PR #1301, opened 2023-01-12
feat: add asset type filter

meelrossi:
Add assetType filter to modal

image
image


webapp/src/components/Modals/AssetFiltersModal/AssetFiltersModal.tsx
```diff
@@ -35,6 +45,7 @@ const AssetFiltersModal = (props: Props) => {
         />
       </Modal.Header>
       <Modal.Content>
+        {view === View.ACCOUNT ? <AssetTypeFilter onChange={handleAssetTypeChange} assetType={filters.assetType || assetType} /> : null}
```
juanmahidalgo, line 48:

--

## TASK GOAL
Every record above is to be transcribed exactly as written.

## ANSWER TO THIS TASK
PR #1301, opened 2023-01-12
feat: add asset type filter

meelrossi:
Add assetType filter to modal

image
image


webapp/src/components/Modals/AssetFiltersModal/AssetFiltersModal.tsx
```diff
@@ -35,6 +45,7 @@ const AssetFiltersModal = (props: Props) => {
         />
       </Modal.Header>
       <Modal.Content>
+        {view === View.ACCOUNT ? <AssetTypeFilter onChange={handleAssetTypeChange} assetType={filters.assetType || assetType} /> : null}
```
juanmahidalgo, line 48:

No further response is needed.